What is it with us?  This board is populated by professionals--the very people you say you want to emulate. 

As a former NCO to an aspiring one, I offered you the mildest possible form of NCOPD and you lost your temper.  I can't imagine how you'd react to something approaching even moderate NCOPD.  In short, you're demonstrating traits that are not compatible with being a good NCO.


----------



## Diamondback 2/2 (Jun 10, 2016)

BeauRing3336 said:


> wow you know what for the finest your area has to offer you are the 2nd asshole I have come across.
> 
> Your a fuckin asshole too, what is it with you people. had the account for maybe a week and have had to deal 3 dicks so far. whats the point of having this site if you just shit on people trying to do something good.


Hey clown shoe, no shit, you're the dumbass. You got advice and than you acted like a boot. Constructive criticism may have missed your "boot" ass. So please know, I hope you make it through your bullshit night....I am actually dealing with a sick 5 year old, otherwise I'd be asleep. So please go fuck yourself, you ain't worth my time.


----------



## Diamondback 2/2 (Jun 10, 2016)

policemedic said:


> What is it with us?  This board is populated by professionals--the very people you say you want to emulate.
> 
> As a former NCO to an aspiring one, I offered you the mildest possible form of NCOPD possible and you lost your temper.  I can't imagine how you'd react to something approaching even moderate NCOPD.  In short, you're demonstrating traits that are not compatible with being a good NCO.



Word....


----------



## BeauRing3336 (Jun 10, 2016)

You win some, you lose some. your a dick im a dick. It's just the way it is. We all come different areas and are raised differently.


----------



## Totentanz (Jun 10, 2016)

@BeauRing3336 you came here looking for advice and you've been spoon fed far more than we reasonably tolerate.  Knock off the petty bickering; either focus and tighten your shot group, or stop talking.


----------



## BeauRing3336 (Jun 10, 2016)

Totentanz said:


> @BeauRing3336 you came here looking for advice and you've been spoon fed far more than we reasonably tolerate.  Knock off the petty bickering; either focus and tighten your shot group, or stop talking.

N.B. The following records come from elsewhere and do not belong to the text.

PR #2994, opened 2022-08-23
CodeFixer enhancements

tlakollo:
Move usage of the semantic model outside of the RegisterCodeFixesAsync method for all CodeFixers since it slows lightbulb creation
Add GetBestTypeByMetadataName from dotnet/roslyn and use it instead of GetTypeByMetadataName
Add numberOfIterations flag to some of the tests now that they register a code fix action instead of bailing out, then the code fix action will just return the document (no action made)
Use raw string literals in all code fixers testing files (this makes some tests to require spaces instead of tabs and change line numbers)
More nit fixes to make tests more consistent

Fixes https://github.com/dotnet/linker/issues/2986
Fixes https://github.com/dotnet/linker/issues/2987

### DIFF
--- a/src/ILLink.CodeFix/DAMCodeFixProvider.cs
+++ b/src/ILLink.CodeFix/DAMCodeFixProvider.cs
@@ -90,41 +90,41 @@ namespace ILLink.CodeFix
 			return WellKnownFixAllProviders.BatchFixer;
 		}
 
-		public override Task RegisterCodeFixesAsync (CodeFixContext context)
+		public override async Task RegisterCodeFixesAsync (CodeFixContext context)
 		{
 			var document = context.Document;
 			var diagnostic = context.Diagnostics[0];
 			var codeFixTitle = CodeFixTitle.ToString ();
 
+			if (await document.GetSyntaxRootAsync (context.CancellationToken).ConfigureAwait (false) is not { } root)
+				return;
+			if (diagnostic.AdditionalLocations.Count == 0)
+				return;
+			if (root.FindNode (diagnostic.AdditionalLocations[0].SourceSpan, getInnermostNodeForTie: true) is not SyntaxNode targetNode)
+				return;
+			if (diagnostic.Properties["attributeArgument"] is not string stringArgs || stringArgs.Contains (","))
+				return;
+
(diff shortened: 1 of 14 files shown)


src/ILLink.CodeFix/DAMCodeFixProvider.cs
```diff
@@ -90,52 +90,49 @@ public sealed override FixAllProvider GetFixAllProvider ()
...
-			if (await document.GetSyntaxRootAsync (context.CancellationToken).ConfigureAwait (false) is not { } root)
-				return;
 			var diagnostic = context.Diagnostics[0];
-			if (diagnostic.AdditionalLocations.Count == 0)
-				return;
-			if (root.FindNode (diagnostic.AdditionalLocations[0].SourceSpan, getInnermostNodeForTie: true) is not SyntaxNode attributableNode)
-				return;
-			// currently not supporting multiple DAM argument, hence the check for commas in the string arguments
-			if (diagnostic.Properties[DynamicallyAccessedMembersAnalyzer.attributeArgument] is not string stringArgs || stringArgs.Contains (","))
-				return;
```
jkoritzinsky, line 105: This sort of check should be done in `RegisterCodeFixesAsync` to limit the number of "no-op" code fixes that will be offered to users. We should aim to show as few no-op fix options in normal cases as possible.

src/ILLink.CodeFix/DAMCodeFixProvider.cs
```diff
@@ -90,52 +90,49 @@ public sealed override FixAllProvider GetFixAllProvider ()
 			return WellKnownFixAllProviders.BatchFixer;
 		}
 
-		public override async Task RegisterCodeFixesAsync (CodeFixContext context)
+		public override Task RegisterCodeFixesAsync (CodeFixContext context)
 		{
 			var document = context.Document;
-			if (await document.GetSyntaxRootAsync (context.CancellationToken).ConfigureAwait (false) is not { } root)
-				return;
```
jkoritzinsky, line 97: Operating on a syntax tree is okay to do in `RegisterCodeFixesAsync`. It's only getting a `SemanticModel` object that is recommended against.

You can look at all my discussions sir or ma'am I have tried to fix the issues I have had with the other 2 persons. They did not want to "break bread" even after trying to clarify myself. I have left them alone thus far.


----------



## BeauRing3336 (Jun 10, 2016)

BeauRing3336 said:


> wow you know what for the finest your area has to offer you are the 2nd asshole I have come across.
> 
> Your a fuckin asshole too, what is it with you people. had the account for maybe a week and have had to deal 3 dicks so far. whats the point of having this site if you just shit on people trying to do something good.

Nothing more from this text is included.